The most common malignancy of the adult musculoskeletal system is metastatic adenocarcinoma, most often from the kidney, lung, breast, or prostate. The most common primary malignancy of bone is multiple myeloma, a plasma cell malignancy usually diagnosed by the medical oncologist rather than the orthopedic surgeon. Multiple myeloma has an incidence that is approximately twice that of osteosarcoma. Excluding multiple myeloma, the most common primary malignant tumor of bone is osteosarcoma. If both benign and malignant primary lesions of the musculoskeletal system are included, cartilaginous tumors are the most common primary lesion (both benign and malignant) of the skeletal system.
Age is a highly important characteristic in the occurrence and distribution of tumors. The overall distribution of tumors by age in decades ( Figs. 22-19 and 22-20 ) demonstrates a preponderance of benign tumors in the skeletons of growing children, with 58% of all benign lesions occurring in the second and third decades.
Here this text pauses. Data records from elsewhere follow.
PR #5263, opened 2021-03-09
Add ellipsoid_coords function

ksugar:
## Description

This PR adds the `draw3d.ellipsoid_coords` function that is analogous to the `draw.ellipse` function.
This function returns the voxel coordinates of an ellipsoid, while the existing function `draw3d.ellipsoid` returns the 3d ndarray that renders an ellipsoid.
This function accepts the rotations in each axis (i.e. `rot_x`, `rot_y` and `rot_z`).
It also supports the anisotropic resolution by introducing the `spacing` parameter.

A variation of this function is implemented and used in the following preprint.

> Tracking cell lineages in 3D by incremental deep learning. Ko Sugawara, Cagri Cevrim, Michalis Averof
> bioRxiv 2021.02.26.432552; doi: https://doi.org/10.1101/2021.02.26.432552

Original implementation used in the preprint:
https://github.com/elephant-track/elephant-server/blob/v0.1.0/elephant-core/elephant/util/ellipsoid.py

## Checklist

I am not sure if I should add the example.
  existing benchmark
not applicable
- [x] Unit tests

## For reviewers

  later.

### DIFF
--- a/skimage/draw/draw3d.py
+++ b/skimage/draw/draw3d.py
@@ -1,6 +1,6 @@
 import numpy as np
 from scipy.special import (ellipkinc as ellip_F, ellipeinc as ellip_E)
-from skimage.transform._geometric import _euler_rotation
+from scipy.spatial.transform import Rotation
 
 
 def ellipsoid(a, b, c, spacing=(1., 1., 1.), levelset=False):
@@ -159,8 +159,9 @@ def ellipsoid_coords(center, axis_lengths, *, shape=None, angles=None,
             f'len(axis_lengths) should be 3 but got {len(axis_lengths)}')
     axis_lengths = np.array(axis_lengths)
 
-    R = np.eye(3)
-    if angles is not None:
+    if angles is None:
+        R = np.eye(3)
+    else:
         if len(angles) != 3:
             raise ValueError(
                 'len(angles) should be 3 but got',
@@ -172,13 +173,14 @@ def ellipsoid_coords(center, axis_lengths, *, shape=None, angles=None,
             or axes[0] == axes[1]
                 or axes[1] == axes[2]):
             raise ValueError(f'axes: {axes} is invalid')
-        if intrinsic:
-            for i, angle in zip(axes, angles):
-                R = _euler_rotation(i, angle) @ R
-            R = R.T
-        else:
-            for i, angle in zip(axes, angles):
-                R = _euler_rotation(i, angle).T @ R
+        axes_str = 'ZYX' if intrinsic else 'zyx'
+        seq = ''
+        for axis in axes:
+            seq += axes_str[axis]
+
+        # Generate a rotation matrix. The order of the elements needs to be
+        # reversed so that it follows the (z, y, x) order.
+        R = Rotation.from_euler(seq, angles).as_matrix()[::-1, ::-1]
 
     if spacing is None:
         spacing = np.ones(3)
--- a/skimage/draw/draw3d.py
+++ b/skimage/draw/draw3d.py
@@ -63,27 +63,253 @@ def ellipsoid(a, b, c, spacing=(1., 1., 1.), levelset=False):
     return arr
 
 
-def ellipsoid_coords(center, axis_lengths, *, shape=None,
-                     rotation=(0., 0., 0.), spacing=(1., 1., 1.)):
-    """Generate coordinates of voxels within ellipsoid.
+def _rotate_axes_x(angle):
+    r"""Rotate the axes of a coordinate system about the x-axis.
+
+    .. math::
+
+        R(\theta) = \begin{bmatrix}
+                        \cos\theta & -\sin\theta & 0 \\
+                        \sin\theta &  \cos\theta & 0 \\
+                                 0 &           0 & 1 \\
+                    \end{bmatrix}
 
     Parameters
     ----------
-    d, r, c : float
-        Center coordinate of ellipsoid. The values will be divided by the
-        spacing parameter inside the function.
-    d_radius, r_radius, c_radius : float
-        Radii of ellipsoid. The values will be divided by the spacing
-        parameter inside the function.
-    shape : tuple, optional
+    angle : float
+        Angle to rotate the axes about the x-axis.
+
+    Returns
+    -------
+    rotation_matrix : (3, 3) ndarray of float
+        Rotation matrix to rotate the axes about the x-axis by `angle`.
+        The order of dimension is supposed to be ``(z, y, x)``.
+    """
+
+    sin, cos = np.sin(angle), np.cos(angle)
+    return np.array([[cos, -sin, 0],
+                     [sin, cos, 0],
+                     [0, 0, 1]])
+
+
+def _rotate_axes_y(angle):
+    r"""Rotate the axes of a coordinate system about the y-axis.
+
+    .. math::
+
+        R(\theta) = \begin{bmatrix}
+                         \cos\theta & 0 & \sin\theta \\
+                                  0 & 1 &          0 \\
+                        -\sin\theta & 0 & \cos\theta \\
+                    \end{bmatrix}
+
+    Parameters
+    ----------
+    angle : float
+        Angle to rotate the axes about the y-axis.
+
+    Returns
+    -------
+    rotation_matrix : (3, 3) ndarray of float
+        Rotation matrix to rotate the axes about the y-axis by ``angle``.
+        The order of dimension is supposed to be ``(z, y, x)``.
+    """
+
+    sin, cos = np.sin(angle), np.cos(angle)
+    return np.array([[cos, 0, sin],
+                     [0, 1, 0],
+                     [-sin, 0, cos]])
+
+
+def _rotate_axes_z(angle):
+    r"""Rotate the axes of a coordinate system about the z-axis.
+
+    .. math::
+
+        R(\theta) = \begin{bmatrix}
+                        1 &          0 &           0 \\
+                        0 & \cos\theta & -\sin\theta \\
+                        0 & \sin\theta &  \cos\theta \\
+                    \end{bmatrix}
+
+    Parameters
+    ----------
+    angle : float
+        Angle to rotate the axes about the z-axis.
+
+    Returns
+    -------
+    rotation_matrix : (3, 3) ndarray of float
+        Rotation matrix to rotate the axes about the z-axis by ``angle``.
+        The order of dimension is supposed to be ``(z, y, x)``.
+    """
+
+    sin, cos = np.sin(angle), np.cos(angle)
+    return np.array([[1, 0, 0],
+                     [0, cos, -sin],
+                     [0, sin, cos]])
+
+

Malignant tumors of the skeleton have a peak incidence in adolescents and middle-aged adults. Osteosarcoma and Ewing sarcoma are the most common malignant bone tumors in adolescents. In adults osteosarcoma and chondrosarcoma occur with an incidence second only to multiple myeloma and metastatic adenocarcinoma. Osteosarcoma accounts for approximately 40% of all primary malignancies of bone, chondrosarcoma for 20%, and Ewing sarcoma for 12.5%.